Local Living and 20 Minute Neighbourhood - draft planning guidance: consultation analysis

We consulted on the Local Living and 20 Minute Neighbourhood: draft planning guidance between 27 April and 20 July 2023. The 10 consultation questions aimed to gather a broad range of public and stakeholder views on each element of the guidance.

10. Conclusions

Many individuals and stakeholders with detailed knowledge took part in the consultation, sharing their views on the Draft Planning Guidance which will be used to assist the delivery of local living and 20 minute neighbourhoods in Scotland. Reflecting their experience and perspectives, this report provides a high-level summary of the consultation responses. For more detail, readers are encouraged to look to individual responses where permission was given for publication[7].

Organisations viewed the draft guidance positively, almost always rating it as somewhat or very helpful.
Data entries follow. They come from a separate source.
PR #1247, opened 2026-09-10
Tests: the settings-dir save's home fallback has its own child case

ksarma:
Builds on #1237 (the settings dir the run was handed, saved ahead of the CLAUDE_CONFIG_DIR floor for the live session-move test); this branch is stacked on it, and the change to review is the last commit.

## Symptom

No user-visible symptom today. The gap is that a later conftest edit that floored HOME ahead of the save would go unnoticed: the saved location would become a run-private directory, the live session-move test would skip for want of auth on every machine that never exported CLAUDE_CONFIG_DIR, and the module's cases would stay green.

## Cause

All three child-pytest cases in tests/test_claude_config_floor.py export CLAUDE_CONFIG_DIR: one checks that the save comes before the floor, two that a saved value the shell already carries survives the import (one of them under -n 2). The save's other branch, .claude under HOME when the shell exports no root (the developer's and CI's case), had no case. The review of #1237 asked for one.

## Fix

One more case in the same idiom, test_the_saved_location_is_the_home_settings_dir_when_the_shell_exports_no_root: the child pytest's shell has CLAUDE_CONFIG_DIR cleared and HOME set to a synthetic temp dir, and the generated test passes only if ROMP_TESTS_REAL_CLAUDE_CONFIG_DIR is that home's .claude and CLAUDE_CONFIG_DIR is neither that value nor the home. The generated test gains the assertion that CLAUDE_CONFIG_DIR is not the saved value, for every case: the exported-root case already had the saved value among the exported values it checks, and without the assertion the new case could not tell a floor from no floor (a conftest that left CLAUDE_CONFIG_DIR at ~/.claude under the synthetic HOME would have passed it).

The helper _saved_location_seen_by_a_child treats a None value as "clear this variable from the child's shell" and leaves it out of the values the generated test checks the floor against. The module docstring and the generated case's comment and name mention the new case and the added assertion. Tests only; tests/conftest.py is unchanged.

## Tests

- tests/test_claude_config_floor.py::ClaudeConfigFloor::test_the_saved_location_is_the_home_settings_dir_when_the_shell_exports_no_root: a guard, green on the current conftest. Its red was shown by mutation in a scratch copy of the tree, each mutation applied to tests/conftest.py alone:
  - a HOME floor (os.environ["HOME"] = tempfile.mkdtemp(...)) inserted ahead of the save: the case fails (the saved value is the floored home's .claude, not the synthetic home's) while the existing exported-root case passes;
  - the save moved below the CLAUDE_CONFIG_DIR floor: both cases fail (the saved value is the floor);
  - the floor set to the saved value, or to ~/.claude, or left unset when the shell exports no root: the case fails on the added assertion that CLAUDE_CONFIG_DIR is not the saved value, and stays green with that assertion removed.
- The module: 9 passed (8 before).
- The meta-tests that scan test sources (tests/test_judge_parse_cache.py, tests/test_postal_marker_form.py, tests/test_state_isolation_order.py): 7 passed.
- Full suite on this tree (`pytest -n 6 tests/`): 10571 passed, 115 skipped, 0 failed, 1688 subtests passed.

Tier: docs

### DIFF
--- a/tests/test_claude_config_floor.py
+++ b/tests/test_claude_config_floor.py
@@ -13,8 +13,9 @@ opt-in test that borrows the operator's apiKeyHelper command from their own sett
 
 Source pins in the style of test_supervised_floor.py, the floor observed from inside a test, from a
 module loaded under it, and from a subprocess whose shell exports a value of its own; the saved
-location observed from inside a test, from a subprocess whose shell exports the root it saves, and
-from one whose shell already carries a saved value."""
+location observed from inside a test, from a subprocess whose shell exports the root it saves, from
+one whose shell exports no root and is handed the settings dir under a synthetic HOME, and from one
+whose shell already carries a saved value."""
 import importlib.util
 import os
 import shutil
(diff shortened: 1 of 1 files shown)


ksarma:

Reviewed inline: the docs tier fits. The diff is one test module, `tests/test_claude_config_floor.py`, and `tests/conftest.py` is byte-identical to main. The new case runs the child pytest with `CLAUDE_CONFIG_DIR` removed from its shell and `HOME` set to a synthetic temp dir. The helper pops a None-valued variable from the child's env and leaves it out of the exported tuple. The generated test therefore checks the floor against the home alone. The child's env is this process's environment with `ROMP_TESTS_REAL_CLAUDE_CONFIG_DIR` and the pytest and xdist variables popped before the shell is applied. Conftest's expanduser fallback thus resolves under the synthetic home, never the real one. The added assertion that `CLAUDE_CONFIG_DIR` differs from the saved value is redundant for the three existing cases and required by the new one. Without it, a conftest that floored to the saved value passes. Body and commit match the diff and quote nobody. The added lines carry synthetic paths only.

- PR body, Tests section, follow-up (wording, optional): the third mutation clause holds for a floor set to the saved value, not for one left unset. It says a floor left unset fails the case on the added assertion and not without it. For a literal unset, the next line's read of `CLAUDE_CONFIG_DIR` raises `KeyError` as well, so that variant is caught either way.

Locally: the module at head, 9 passed. At the merge base with the PR's test file, 9 passed (a guard, green by design). A scratch conftest with `HOME` floored ahead of the save fails only the new case (1 failed, 8 passed). The save moved below the floor fails it and the three other saved-location tests. The floor set to the saved value fails on the added assertion alone and passes once it is removed. The source-scanning meta-tests, 7 passed. CI at head: every required check green, both tier checks included.

Review run by the maintainer automated review session; verified against head d911bb9a.

ksarma:
Head note: the branch was updated with main (3bebe6ba), so the head moved from d911bb9a to f39639c4. The new head is a mechanical merge of d911bb9a and 3bebe6ba: its tree equals the merge-tree of its two parents, and its added and removed lines against main are identical to the reviewed diff. The review above stands for this head.

Review run by the maintainer automated review session; verified against head f39639c4.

The draft was seen as providing a useful overview of local living, and respondents welcomed the recognition that flexibility is required when applying the concepts and the focus on community engagement and collaboration. Positive feedback was received on each part of the proposed structured approach to applying the guidance.

However, both organisations and individuals frequently called for more information, detail or examples to expand the guidance and to help it be used in practice. For example, requests were made for more information on how to engage and empower communities, and to collect and use data. More specifically, organisations often noted concerns around the potential cost and resource implications of following the structured approach and ensuring the concepts are implemented effectively.

Mixed views were expressed on the Local Living Framework; many viewed it positively, but others felt it was unclear, or offered suggestions for how it could be structured differently or other categories or key considerations which could be included. Similarly, while many described the case studies as comprehensive and wide-ranging, others suggested improvements such as ensuring they follow a more uniform structure and include a ‘lessons learned’ section.

There were also calls for the guidance to allow further flexibility when applying the concepts in rural and semi-rural areas, for greater recognition of the infrastructure which is required for local living, and for greater alignment with and reference to other policies and policy areas. While some welcomed the inclusion of the updated Equalities Impact Assessment, some highlighted the need to ensure that those with protected characteristics are included in decision-making and not adversely impacted by introducing local living.

While individuals typically expressed negative views about local living and 20 minute neighbourhoods, their comments often stemmed from a misunderstanding of the aims of the policy, leading some organisations to call for the guidance to do more to address these misconceptions.

Overall, the key message was that there is support for the draft guidance among stakeholders and likely users of the document, with a desire to see a future version which includes more detail and examples. The findings from this analysis will be used by the Scottish Government to revise and finalise the guidance.